Santos, que ha cumplido los 50
Bisoñez. Santos había cumplido los 50. No le parecía una edad importante, a diferencia de la opinión de su entorno. El año pasado tenía 49; este llegaría a los 51. No era diferente antes y no lo sería después. Comprendía que era simbólico, la mitad de cien años. Pocos vivían tanto, pocos encontraban la senda o el salvoconducto entre siglos. Entonces, ¿por qué no conmemorar los 40, la mitad de 80, que se acercaba a la media de lo que la gente resistía en esta vecindad? Desde ese punto de vista, celebrar los 50 era engañarse porque hasta los fatídicos 80 solo restaban ¡30 años! ¡Qué estafa! ¿Cómo habían sido escamoteados los otros 20 que justificaban que los 50 fueran decisivos e imperiales, esa mitad de la historia en la que se dejaba atrás la bisoñez y se disfrutaba de las ventajas de la experiencia?
Ceporro.
Cuando sopló los 45, una amiga le dijo que se sentía más sabia. Le confundió la
seguridad –y la envidió–. La mujer no solo se sentía más sabia –según razonó–,
sino más segura, firme en las convicciones, menos dubitativa, sin tiempo para
perder con los idiotas: “Cuando ahora digo que ‘no’ es ‘no”. ¿Cómo acceder a
ese grado de conocimiento? Cuando Santos decía que ‘no’ –fuerte, firme–, al
rato, embestido por súplicas u órdenes, según el emisor, era ‘sí’. Santos se sabía
igual de ceporro que siempre, mortalmente inseguro. Era alpiste para los
idiotas, que lo picoteaban inmisericordes.
Aluminosis.
¿Cuándo se produciría el clic de la sapiencia? ¿En qué momento bajaría la luz
dorada del saber para bañarlo y volverlo de oro, un buda de la rama de la
fabricación de plásticos? Esperando, esperando, había liquidado otro
lustro. La víspera de los 50 subió a la terraza comunitaria del piso que
habitaba, una edificación construida en los años 60 del siglo pasado con las
vigas varicosas por la aluminosis, donde antaño las mujeres colgaban al viento
la ropa y las intimidades de la familia. Se desnudó, se sentó con las piernas
cruzadas –le costó esa posición de yoga, dolorosa e inarmónica– y despidió el
día y las primeras cinco décadas. Por fortuna era verano y los vecinos se
habían ido de vacaciones. Ningún voyeur en el horizonte. Se había
asegurado de que la soledad fuera protectora. De todas formas, ¿quién tendría
interés en observar a un hombre de mediana edad –¡argg, mediana edad!– con la
chicha colgante, estriada e hinchada como la piel de una cazadora vieja.
Tortícolis. La
idea del ritual había sido de su pareja. La leyó en una revista como parte de
un reportaje: Cómo afrontar los 50 sin que parezcan los 60. Consistía en
dejar el pasado –la primera vida– envuelto en el atardecer. Para que la
ceremonia fuera exitosa –¿y quién lo garantizaba?– había que aguantar sin
moverse, contrahecho en la parodia yógica, hasta el amanecer, momento de la
resurrección: “De la (re)novación, un (re)nacimiento para afrontar de manera
feliz el mejor momento de tu (re)vida”. ¡Y una mierda! El mejor fue a los 20
años. Él le dijo a su mujer que ‘no’ y, obviamente, fue que ‘sí’. A la hora,
comenzó a estornudar, se le durmió primero una pierna y después, la otra.

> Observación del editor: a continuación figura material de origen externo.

PR #40132, opened 2023-01-11
Moved control plane ready status to planner

jakefhyde:
## Problem

This PR fixes node auto replace by changing how the control plane's ready status field is set.

### Node Auto Replace

-- | -- | -- | --

### Manual Testing

## QA Testing Considerations

### DIFF
--- a/pkg/provisioningv2/rke2/planner/planner.go
+++ b/pkg/provisioningv2/rke2/planner/planner.go
@@ -370,6 +370,17 @@ func (p *Planner) Process(controlPlane *rkev1.RKEControlPlane) error {
 		return ErrWaiting("waiting for control plane to be available")
 	}
 
+	if controlPlane.Status.Initialized != true || controlPlane.Status.Ready != true {
+		controlPlane = controlPlane.DeepCopy()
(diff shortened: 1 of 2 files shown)


pkg/provisioningv2/rke2/planner/planner.go
```diff
@@ -370,6 +370,17 @@ func (p *Planner) Process(controlPlane *rkev1.RKEControlPlane) error {
...
 
+	if controlPlane.Status.Initialized != true || controlPlane.Status.Ready != true {
+		controlPlane = controlPlane.DeepCopy()
+		controlPlane.Status.Initialized = true
+		controlPlane.Status.Ready = true
+		_, err := p.rkeControlPlanes.UpdateStatus(controlPlane)
+		if err != nil {
+			return err
+		}
+		return ErrWaiting("marking control plane initialized and ready")
```
Oats87, line 381: We need to return the updated status of the `rkecontrolplane` so that we can update the cache

Oats87 (changes requested):

jakefhyde:
Closing in favor of https://github.com/rancher/rancher/pull/40083

PR #40, opened 2015-08-12
Add RedirectResolvingEntityLookup, moved from Wikibase Lib

JeroenDeDauw:
Copy-paste, not changed to the code appart from the NS difference

### DIFF
--- a/src/Lookup/RedirectResolvingEntityLookup.php
+++ b/src/Lookup/RedirectResolvingEntityLookup.php
@@ -1,0 +1,67 @@
+<?php
+
+namespace Wikibase\DataModel\Services\Lookup;
+
+use Wikibase\DataModel\Entity\EntityDocument;
+use Wikibase\DataModel\Entity\EntityId;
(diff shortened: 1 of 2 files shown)


thiemowmde:
+1, looks good.

addshore:
Per the discussion we just had on IRC this is going to end up throwing something

JeroenDeDauw:
Well yeah sure. I did not change anything here compared to WB.git though. So I think its easiest to address this if we merge this class and then make a PR that adds an exception and documents it in all the docblocks.

thiemowmde:
> I did not change anything here compared to WB.git though.

What do you mean? This copy misses the two `@throws StorageException` tags in question. They are not just comments but part of the contract of the class - something you taught me.

JeroenDeDauw:
If I removed any such comments then I forgot they where there in the first place when I wrote that comment, I certainly can't remember them now.

addshore:
These will be added back in with or after https://github.com/wmde/WikibaseDataModelServices/pull/42 before the next release

PR #41, opened 2015-08-12
Use self in EntityDiff

JeroenDeDauw:


thiemowmde:
+2, obviously, when tests pass.

PR #42, opened 2015-08-14
Add EntityNotFoundException & use in EntityLookup

addshore:
This breaks the last contract of this interface.

getEntity should no longer return null but should
throw an exception instead.


JeroenDeDauw:
Rel notes need updating

addshore:
yup

PR #44, opened 2015-08-17
Cleanup throws and null returns in all Lookups RFC

addshore:
This is going to start of as an RFC so that I can get peoples general thoughts on this and ideas / comments.
Right now the lookups do odd stuff in odd ways etc. and this is trying to fix all of that....

This tries to fix all of the lookups to do things the same way.

When trying to lookup a value that does not exist then return null.
In the case we were looking for multiple values / an array then
return an empty array.

If something when wrong during the lookup then throw an exception.
EntityIdLookupException has been created for this, which could also
be called a ByEntityIdLookupException.....


JeroenDeDauw:
I agree with the null for not found and exception for exceptional behavior.

The approach of having only a single exception like that is interesting. While it can work, I do not think this is a good idea for cases such as `TermLookup` and `PropertyDataTypeLookup`. The methods in the former have additional info and the one in the later always has a `PropertyId`. And if you already have multiple exceptions due to that anyway, then why not go for dedicated ones per lookup as well, so you have domain specific exceptions everywhere?

I can't remember seeing a place where exceptions where created based on signature rather than domain - if you know one I'd be interested in seeing it.

addshore:
Removed the RFC bit

src/Lookup/PropertyLookup.php
```diff
@@ -18,8 +18,8 @@
 	 *
 	 * @param PropertyId $propertyId
 	 *
-	 * @return Property
-	 * @throws PropertyNotFoundException
+	 * @return Property|null
+	 * @throws EntityLookupException
```
JeroenDeDauw: How about `PropertyLookupException`? That then also knows it has a `PropertyId`

src/Lookup/PropertyDataTypeLookupException.php
```diff
@@ -0,0 +1,34 @@
...
+ * @since 1.2
+ *
+ * @licence GNU GPL v2+
+ * @author Adam Shorland
+ */
+class PropertyDataTypeLookupException extends \RuntimeException {
+
+	private $entityId;
+
+	public function __construct( EntityId $entityId, $message = null, \Exception $previous = null ) {
```
JeroenDeDauw: `PropertyId`

src/Lookup/TermLookupException.php
```diff
@@ -0,0 +1,41 @@
...
+ * @licence GNU GPL v2+
+ * @author Adam Shorland
+ */
+class TermLookupException extends \RuntimeException {
+
+	private $entityId;
+
+	public function __construct(
+		EntityId $entityId,
+		array $languageCodes,
```
JeroenDeDauw, line 19: The array bit is a bit odd, since some of the methods just take one. I don't think this is a real issue, just saying it's a bit odd.

JeroenDeDauw:
These are breaking changes, so those @since should be 2.0

JeroenDeDauw:
:+1:

addshore:
!Merg!

JeroenDeDauw:
Sure. I want another pair of eyes to double check before release though. Getting something wrong in a breaking release and being forced to do another breaking one would be fail

src/Lookup/EntityRetrievingTermLookup.php
```diff
@@ -38,11 +39,20 @@ public function __construct( EntityLookup $entityLookup ) {
...
 	 */
 	public function getLabel( EntityId $entityId, $languageCode ) {
-		$labels = $this->getFingerprint( $entityId )->getLabels();
-		return $labels->getByLanguage( $languageCode )->getText();
+		$fingerprint = $this->getFingerprint( $entityId, array( $languageCode ) );
+
+		/** @var Fingerprint $fingerprint */
+		$labels = $fingerprint->getLabels();
+
+		try{
```
Benestar, line 51: missing space :hear_no_evil:

addshore, line 51: Oh nooooo, the world is going to end!

addshore, line 51: Fixed in https://github.com/wmde/WikibaseDataModelServices/commit/180b24fc3e2be759d61a9098d76f23c7d94a8c45

JeroenDeDauw, line 51: Our CS checks did not catch this?

addshore, line 51: apparently not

Temeroso de una gripe estival, de una tortícolis o de unos calambres, lo dejó.
Cuando entró en la vivienda envuelto en una toalla, su mujer se sintió
decepcionada y le auguró un futuro de flojo. Fue el peor cumpleaños en medio
siglo.
Próstata. Pensaba
en todo eso mientras abría una carta de la seguridad social en la que le
anunciaban que formaba parte del programa para la prevención del cáncer
colorrectal. Por la edad. Por los 50. La semana que viene lo visitaba el
urólogo para controlar la próstata, otra recomendación de la media vida. Temía
ese momento como se temen los dedos en los lugares íntimos. Se dio cuenta de
que lo mejor ya había pasado. Y que no habría (re)novación, (re)nacimiento ni
(re)vida. Que los siguiente 20 o 30 serían de (re)conciliación, y aceptación.